Below are the records; pull every line that includes "check".

___ EXERCISE MATERIAL

PR #608, opened 2026-07-02
fix(hooks): NL trigger misfires + one-shot independent modes

AmirF194:
## What happen

Two mode-tracker issues, both reproduced by piping prompts into the hook:

**#598 — natural-language matching misfires:**
| Prompt | Before this PR |
|---|---|
| `turn caveman mode off` (flag=ultra) | flag **overwritten to full** — deactivation re-armed caveman and downgraded the level |
| `turn caveman off` | no-op — only the contiguous phrase "turn off" matched |
| `enable caveman and stop apologizing` | flag **deleted** — explicit enable performed a disable |
| `what is caveman mode?` | activated the mode |
| `how do I exit vim normal mode` | deactivated the session mode |
| `stop\ncaveman` (multiline) | no-op — `.*` without the `s` flag |

**#599 — one-shot modes clobber the level:** `/caveman-commit` overwrote the flag with `commit` permanently — per-turn reinforcement stopped for the rest of the session and the statusline stuck at `[CAVEMAN:COMMIT]`, despite SKILL.md's "Level persist until changed or session end". Also, only compress/stats had plugin-namespaced variants: `/caveman:caveman-commit` and `-review` were unrecognized entirely.

Fixes #598, fixes #599.

## Fix

- Deactivation intent computed **first** and word-order tolerant; "normal mode" deactivates only as a command (prompt-initial, optionally with a switch-back verb) or with caveman context; questions are not commands; prompts normalized to one line; scoped brevity ("be brief in the summary section") stays a one-off instruction.
- Independent modes save the displaced prose mode to `.caveman-active.prev` (via `safeWriteFlag`, per the CLAUDE.md rule); the next ordinary prompt restores it — or deactivates if caveman wasn't active before. Chained one-shots (`/caveman-commit` → `/caveman-review`) keep the original. Deactivation clears the saved prev. Namespaced `-commit`/`-review` variants added.

## Tests

New `tests/test_mode_tracker.py` — 23 tests covering every confirmed misfire, the README-promised triggers that must keep working ("activate caveman", "turn on caveman mode", "talk like caveman", bare "caveman mode", "be brief"), slash-command switching, and the full one-shot save/restore lifecycle. All 23 pass; `verify_repo.py` (which pins `/caveman ultra`, "normal mode", and default-off behavior) passes unchanged, locally **and in a clean node:20-bookworm container**.

Issue #601, opened 2026-07-02
caveman-stats: whole-session tokens attributed to the mode active at stats time — savings inflated or zeroed on mid-session mode change


AmirF194:
**What happen**

`/caveman-stats` attributes **all** output tokens since session start to whatever mode the flag holds at the moment stats run:

- Activate caveman at turn 51 of a 50-turn verbose session → all prior verbose output is counted as caveman-compressed, then `estNormal = tokens/0.35` is back-computed on top (`src/hooks/caveman-stats.js:310-311, 142-150`) → wildly inflated savings.
- Inverse: run caveman all session, say "normal mode", then `/caveman-stats` → mode reads null → "Caveman not active this session", zero savings.

The inflated `est_saved_tokens` is appended to `.caveman-history.jsonl` (`:316-327`) and rendered in the statusline lifetime suffix — so the error compounds into the permanent lifetime number the README treats as an honest metric ("Benchmark and eval numbers must be real").

The per-mode arithmetic itself is fine (verified synthetically: 1,000 tokens, `full`, sonnet-4-5 → 2,857 est / 1,857 saved); the defect is mode attribution over time.

**Fix direction**

Track mode transitions (the tracker already writes the flag on every change — append `{ts, mode}` to a small session log) and attribute token spans to the mode active when they were generated; or at minimum only count tokens from the timestamp the current mode was set.

main @ 25d22f8.

AmirF194:
Fixed on main by e9cb843, reviewed the implementation and it covers everything this issue asked for: every flag transition site in both hooks (slash, NL activation/deactivation, one-shot restore, SessionStart, off-mode) is paired with `recordModeChange`, the log stores `{ts, mode, prev}` with a no-op guard on unchanged mode, and `attributeByMode` joins spans against message timestamps with honest fallbacks (mid-session flag write → pre-change tokens excluded rather than guessed). Both failure cases from this report now produce correct output. This can be closed.

One small follow-up I'll file separately: the new `.caveman-mode-log.jsonl` (and the other caveman state files) survive `--uninstall`, so a later reinstall inherits stale attribution rows and a stale lifetime badge.

JuliusBrussee:
[...]

PR #623, opened 2026-07-03
fix(parse): extract shared mode parser to fix three drifts between tracker and opencode plugin

### LINKED ISSUE #602: opencode plugin mode parsing drifted from Claude tracker — brevity triggers missing, bogus level overwrites flag, independent modes unreachable
**What happen**

The opencode plugin's mode parsing (`src/plugins/opencode/plugin.js:99-161`) has drifted from the Claude Code tracker (`src/hooks/caveman-mode-tracker.js:30-39`). Three confirmed divergences (driven live with an `XDG_CONFIG_HOME` sandbox):

1. **Brevity triggers missing** — the tracker activates on "less tokens" / "fewer tokens" / "be brief" / "be terse" / "shorter answers" (promised in README). The opencode plugin has no such branch: `"be brief please"` and `"use less tokens from now on"` left the flag unchanged.
2. **Bogus level overwrites the flag** — the expanded-template branch (`plugin.js:123-130`) falls through to `return getDefaultMode()` for an unknown level, while the literal branch (`:155-156`) and the Claude tracker (`caveman-mode-tracker.js:94`) deliberately return null. Confirmed: after `/caveman wenyan-ultra`, "Activate caveman mode: bogus-level" overwrote the flag to `full`.
3. **Independent modes unreachable** — opencode expands `/caveman-commit` etc. into the command body ("Generate a commit message…"), which matches no parse branch, so the flag stays at e.g. `full` and the per-turn caveman-prose reinforcement (`plugin.js:219-225`) keeps injecting during commit/review/compress turns — exactly what the tracker's `INDEPENDENT_MODES` suppression exists to prevent.

**Fix direction**

Extract the parsing into a shared CJS module (e.g. `src/hooks/caveman-parse.js`) consumed by both the tracker and the opencode plugin — the plugin already proves this pattern works in the compiled-Bun runtime by reusing `caveman-config.js` via `createRequire`.

main @ 25d22f8.

Hardik-369:
## Problem

The opencode plugin mode parsing (`src/plugins/opencode/plugin.js:99-161`) had drifted from the Claude Code tracker (`src/hooks/caveman-mode-tracker.js`). Three confirmed divergences:

1. **Brevity triggers missing** — "less tokens" / "fewer tokens" / "be brief" / "be terse" / "shorter answers" only worked in the tracker, not the plugin.
2. **Bogus level overwrites flag** — expanded-template branch fell through to `getDefaultMode()` for unknown levels, silently overwriting the flag. Tracker and slash-command branch correctly return null.
3. **Independent modes unreachable** — opencode expands `/caveman-commit` etc. into command descriptions that match no parse branch, so the flag never flipped and per-turn reinforcement kept injecting.

## Fix

Extracted the parsing into `src/hooks/caveman-parse.js` — a shared CJS module consumed by both the tracker and the opencode plugin. `bin/install.js` updated to copy `caveman-parse.{js->cjs}` alongside `caveman-config.{js->cjs}` for the opencode plugin install path.

All three bugs are fixed in the single shared `parseModeChange()`: brevity triggers are included, unknown levels return null, and independent modes are reachable via their slash commands.

## Validation

- 28 unit tests passing covering all three bugs, deactivation, activation, slash commands, and quote unwrapping
- All four changed files pass Node.js syntax check

Closes #602

### DIFF
--- a/bin/install.js
+++ b/bin/install.js
@@ -44,6 +44,7 @@ const MCP_SHRINK_PKG = 'caveman-shrink';
 const HOOK_FILES = [
   'package.json',
   'caveman-config.js',
+  'caveman-parse.js',
   'caveman-activate.js',
   'caveman-mode-tracker.js',
   'caveman-stats.js',
@@ -641,6 +642,8 @@ function installOpencode(ctx) {
       // sibling would be loaded as ESM and break the plugin's require() bridge.
       [path.join(repoRoot, 'src', 'hooks', 'caveman-config.js'),
        path.join(pluginDir, 'caveman-config.cjs')],
+      [path.join(repoRoot, 'src', 'hooks', 'caveman-parse.js'),
+       path.join(pluginDir, 'caveman-parse.cjs')],
     ];
     for (const [src, dest] of pluginPayload) {
       if (fs.existsSync(dest) && !opts.force) {
--- a/src/hooks/caveman-mode-tracker.js
+++ b/src/hooks/caveman-mode-tracker.js
@@ -19,9 +19,10 @@ process.stdin.on('end', () => {
     const data = JSON.parse(input);
     const prompt = (data.prompt || '').trim().toLowerCase();
 
-    // /caveman-stats [--share] — block the prompt and inject stats output as
-    // the hook's reason. The script reads the active session log, so we pass
-    // transcript_path through when Claude Code provides it.
+    // /caveman-stats [--share] — run the stats script and inject its output
+    // via additionalContext so both terminal and macOS app render it.
+    // The script reads the active session log, so we pass transcript_path
+    // through when Claude Code provides it.
     const statsMatch = /^\/caveman(?::caveman)?-stats(?:\s+(.*))?$/.exec(prompt);
     if (statsMatch) {
       const tailArgs = (statsMatch[1] || '').trim().split(/\s+/).filter(Boolean);
@@ -41,8 +42,9 @@ process.stdin.on('end', () => {
           'VERBATIM inside a code block. Do not summarize, reformat, or add ' +
           'commentary (this overrides any active brevity/caveman style):\n\n' + out.trim();
       } catch (e) {
-        context = 'The user ran /caveman-stats but the stats script failed. ' +
-          'Tell them to run it manually: node hooks/caveman-stats.js';
+        const detail = e.message ? ': ' + e.message : '';
+        context = 'The user ran /caveman-stats but the stats script failed' +
+          detail + '. Tell them to run it manually: node hooks/caveman-stats.js';
       }
       process.stdout.write(JSON.stringify({
         hookSpecificOutput: {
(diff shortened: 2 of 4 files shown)


rajpratham1 (changes requested):
The overall refactoring is good—moving parsing logic into a shared module reduces duplication and future drift. However, the review comments identify real regressions, especially in the opencode plugin and /caveman-stats behavior.

Blocking issues
1. /caveman-stats behavior changed (High)  Agree with Copilot

Previously:

{ "decision": "block", "reason": "..." }

Now it emits:

hookSpecificOutput.additionalContext

without blocking.

This changes externally observable behavior:

existing tests fail
documented behavior changes
users no longer immediately receive stats output

Unless the project intentionally changed the hook contract, this is a regression.

Request: restore decision: "block" or update the entire feature/tests/docs together.

2. require('./caveman-config') in caveman-parse.js (High) ✅ Agree

The installer copies

caveman-config.cjs
caveman-parse.cjs

into the plugin.

Inside the copied parser:

require('./caveman-config')

Node does not resolve:

./caveman-config.cjs

from an extensionless CommonJS require.

That means the installed plugin can fail to load.

The suggested fallback:

try {
    require("./caveman-config.cjs")
} catch {
    require("./caveman-config")
}

is a reasonable solution.

3. Plugin doesn't pass parser options (High) ✅ Agree

The parser now supports:

unwrapQuotes
expandedTpl
opencodeCommandBodies

But the plugin calls:

parseModeChange(text)

instead of

parseModeChange(text, {
    unwrapQuotes: true,
    expandedTpl: true,
    ...
})

Meaning the new parser features are effectively disabled for opencode.

This defeats part of the refactor.

Medium issue
Expanded command bodies

Copilot notes that

/caveman-review

becomes

Review the current diff...

inside opencode.

If true, the shared parser currently won't detect these commands.

Whether this is blocking depends on how opencode expands commands today, but it's worth verifying.

AmirF194:
This is the right direction, and it is basically the shared-parser design #602 was asking for, so thanks for taking it on. I want to flag a few things before it lands, because the branch looks like it was cut before some related changes merged and the extraction picked up the older behavior.

1. The tracker on main calls `recordModeChange(claudeDir, ...)` at every flag transition (the #601 timestamped transition log that caveman-stats reads for per-mode attribution). The refactored tracker here drops all of those calls and the import, so merging this would quietly revert #601.

2. Main also keeps a `.caveman-active.prev` one-shot save/restore (#608) that isn't carried through the new path.

3. The brevity regex in `caveman-parse.js` is the pre-#608 version without the negative lookahead. Main has `...shorter answers)\b(?!\s+(in|for|on|about|when|during|with)\b)` so "be brief in the summary" doesn't flip global mode; the extracted copy loses that guard.

4. On the opencode side, the parser gates quote-unwrapping and the expanded-template branch behind `options.unwrapQuotes` / `options.expandedTpl`, but the call site (`parseModeChange(part.text)`) passes no options, so both are off. That means the two opencode-specific bugs this is meant to fix (the expanded `Activate caveman mode: <level>` template and the quoted `run`-path input) aren't handled through this path. The Claude tracker calling it with no options is correct; opencode needs `{ unwrapQuotes: true, expandedTpl: true }`.

None of this is a knock on the approach, which is solid and overdue. A rebase onto current main, re-extracting from the current tracker (keeping `recordModeChange` and `.prev`) and passing the options at the opencode call site would get it there. Happy to sanity-check once it's rebased, since I filed #602.

JuliusBrussee:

______

▶ **OUTPUT FOR THIS TASK**:
- All four changed files pass Node.js syntax check
None of this is a knock on the approach, which is solid and overdue. A rebase onto current main, re-extracting from the current tracker (keeping `recordModeChange` and `.prev`) and passing the options at the opencode call site would get it there. Happy to sanity-check once it's rebased, since I filed #602.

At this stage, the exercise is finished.